From a political point of view, Musk has signalled himself to be aligned with the US Republican party by unbanning Donald Trump from Twitter, mocking the idea of pronouns and publicly denigrating Dr Fauci for vaccine mandates rolled out in the US Many Democrat-aligned celebrities and notables have publicly voiced their displeasure about Musk owning Twitter, claiming that his ownership will herald a resurgence of right-wing voices on Twitter and even a repeat of the January 6th capitol riots.

Twitter has also suffered more technical issues since Musk has taken over, including a large outage for all Australian/New Zealand users, multi-factor authentication being made unavailable for a short period of time and threads not loading for some users. A more contentious change to Twitter made by Musk was to allow users who paid a premium for Twitter to receive a “verified” badge on their handle. This badge was previously reserved for notable individuals, journalists, and celebrities as well as official corporate accounts to help prevent impersonation attempts on the site. With the badge now available to anyone with $8, a clever Twitter user swiftly impersonated the insulin manufacturer Eli Lilly and tweeted “We are excited to announce insulin is free now.”, prompting a sharp decline in not just Eli Lilly stocks but those of other insulin manufacturers,  as the fact that people were tricked into believing in the benevolence of a large pharmaceutical company.

I’ve heard Mastodon is really hard to use. Is that true?

Many users coming from a centralised platform such as Twitter have reported difficulties in adjusting to the use of Mastodon. As Mastodon intends to have separate servers for different topics/geolocations etc, this requires a user to connect with different servers in order to find content, rather than a conventional network like Twitter where all content is available and searchable in one place. The idea of a “federated” network, as Mastodon creators call it, is not usually a familiar concept to those outside of the technology industry. If, however, you fancy yourself tech-savvy enough you will have no problems adjusting.

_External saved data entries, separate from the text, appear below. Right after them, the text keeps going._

PR #654, opened 2017-10-31
send a payload to credentials endpoint

akash1810:
allows for easier extensibility for uploading other files (xml!) as we can pattern match on the request body rather than using query string values

### DIFF
--- a/app/controllers/UploadController.scala
+++ b/app/controllers/UploadController.scala
@@ -58,14 +58,16 @@ class UploadController(override val authActions: HMACAuthActions, awsConfig: AWS
     }
   }
 
-  def credentials(id: String, key: String) = LookupPermissions { implicit req =>
-    getPart(id, key) match {
-      case Some(part) =>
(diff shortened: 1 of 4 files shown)


app/controllers/UploadController.scala
```diff
@@ -89,9 +91,9 @@ class UploadController(override val authActions: HMACAuthActions, awsConfig: AWS
       video
   }
 
-  private def getPart(id: String, key: String): Option[UploadPart] = for {
-    upload <- stepFunctions.getById(id)
-    part <- upload.parts.find(_.key == key)
+  private def getPart(credentialsRequest: UploadCredentialsRequest): Option[UploadPart] = for {
+    upload <- stepFunctions.getById(credentialsRequest.atomId)
```
akash1810: turns out this is the wrong ID 😢  step function invocations are identified by `s"$atomId-$version"`. Closing this PR for now, will reopen another once I've got it working.

PR #656, opened 2017-11-01
Automatic composer updates

Reettaphant:
- Push updates to canonical video page automatically when saving an atom if video page exists
- If canonical video page exists, required missing composer fields are displayed as errors and atom cannot be saved before they are added back in. If the page does not exist, they are rendered as warnings as before.

### DIFF
--- a/public/video-ui/src/components/FormFields/ScribeEditor.js
+++ b/public/video-ui/src/components/FormFields/ScribeEditor.js
@@ -6,7 +6,7 @@ import scribePluginToolbar from 'scribe-plugin-toolbar';
 import scribePluginLinkPromptCommand from 'scribe-plugin-link-prompt-command';
 import scribePluginSanitizer from 'scribe-plugin-sanitizer';
 import {keyCodes} from '../../constants/keyCodes';
-import {requiredForComposerWarning} from '../../constants/requiredForComposerWarning';
+import RequiredForComposer from '../../constants/requiredForComposer';
 import ReactTooltip from 'react-tooltip';
 
 export default class ScribeEditorField extends React.Component {
@@ -106,6 +106,7 @@ export default class ScribeEditorField extends React.Component {
 
   renderField() {
     const hasWarning = this.state.wordCount === 0  && this.props.fieldLocation === 'trailText';
+    const hasError = false;
 
     if (!this.props.editable) {
       if (this.state.wordCount === 0) {
@@ -139,7 +140,12 @@ export default class ScribeEditorField extends React.Component {
         </div>
         {hasWarning
           ? <p className="form__message form__message--warning">
-            {requiredForComposerWarning}
+            {RequiredForComposer.warning}
+            </p>
+          : ''}
+        {hasError
+          ? <p className="form__message form__message--warning">
+            {RequiredForComposer.error}
             </p>
           : ''}
       </div>
--- a/public/video-ui/src/components/FormFields/ScribeEditor.js
+++ b/public/video-ui/src/components/FormFields/ScribeEditor.js
@@ -105,8 +105,9 @@ export default class ScribeEditorField extends React.Component {
   };
 
   renderField() {
-    const hasWarning = this.state.wordCount === 0  && this.props.fieldLocation === 'trailText';
-    const hasError = false;
+    const requiresValidation = this.state.wordCount === 0  && this.props.fieldLocation === 'trailText';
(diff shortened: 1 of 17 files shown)


public/video-ui/src/components/FormFields/ScribeEditor.js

If I want to keep hearing socialist voices, do I have to stay on Twitter?

No. If you are interested in hearing socialist voices, then reach out to your local Communist Party branch or other socialist organisations. If you are a university student, you could also try reaching out to socialist student organisations. Look for socialist reading groups and other socialist-aligned social groups (something your local socialist political parties may be able to help you find). Get involved in your community! The most effective, dissident voices will not be given a platform on Twitter, Mastodon or any other capitalist controlled social media outlet. The revolution will not be televised.

Can I register my disapproval of Musk without missing out on all the good stuff I get out of Twitter?

Of course! Elon Musk has professed his dedication to free speech absolutism. Don’t post publicly available information such as @ElonJet (that uses social media to track real-time airplane usage of Musk) and you may be fine, though suspension of some left-wing twitter account continues today!

The content moderation on Twitter has significantly declined in quality, likely due to a shortage of staff, and many accounts previously banned have now been restored. If you are concerned about censorship, Twitter will not likely cause you any problems unless you have a large audience.

Is Twitter really harder to use now?

No. Twitter has not changed in any significant capacity and will likely stay that way. Musk has fired a lot of employees including significantly knowledgeable architects of the current system. It will take months, if not years to get any significant changes through the platform without a huge risk of failure.